No Man’s Dog: A Detective Sergeant Mulheisen Mystery – by Jon A. Jackson

No Man's Dog: A Detective Sergeant Mulheisen Mystery - by Jon A. Jackson 1
No Man’s Dog: A Detective Sergeant Mulheisen Mystery
by Jon A. Jackson
Grove/Atlantic Inc., 355 pp.
CLR [rating:4]

A Writer’s Writer

In No Man’s Dog Jon Jackson weaves a curious juxtaposition between his long-time hero “Fang” Mulheisen, a soon-to-be former Detroit cop, and his nemesis of many years, Joe Service, an ex-freelance contractor to the Mob. Dumped into this cocktail of violence and mayhem are a ruthless, if at times seemingly confused, collection of drug dealers, international terrorists, rogue government agents, and the relentless fury of crime-moll Helen Sedlacek, whose father was way up on the family ladder until he was offed.

The book begins with Mulheisen’s aged mother, an inveterate bird watcher, nearly killed in an incomprehensible bombing at an orderly environmental protest. Just prior to the blast a mysterious stranger warns her to flee the area. Mulheisen quits the force to take care of her, but as she gradually begins to recover and to regain her memory, he turns his attention to tracking down the explosive criminals. Cops are cops and unsolved crimes are anathema to long-time members of the force like Fang.

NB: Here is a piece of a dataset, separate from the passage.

PR #496, opened 2025-03-10
init version of DocMuncher(TM)

poornimaramesh:
Reviewer: @ziakhan04 
Estimate: ~1hr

The task force assembled to solve the case can’t decide if the bombing was aimed at the environmental group, or is the work of an international terrorist organization or even a drug cartel attempting to quiet a witness. Mulheisen is not a member of this lost group, but works on the fringes following his own leads and instincts.

This is a typical Jackson scenario, one that threatens to careen out of control and wander dark, incomprehensible avenues of plot. This will never happen. Jackson, who studied creative writing at Iowa State at the time Raymond Carver was there, easily and without apparent artifice moves each of his story lines through the narrative. At times none of them seem related, and it often appears that they never will be. Subtly at these moments of readerly concern, with precise timing, Jackson slips in awkward incidence, slight dialogue inference, delicate innuendo and the entire off-kilter mélange of intrigue begins to tie itself together.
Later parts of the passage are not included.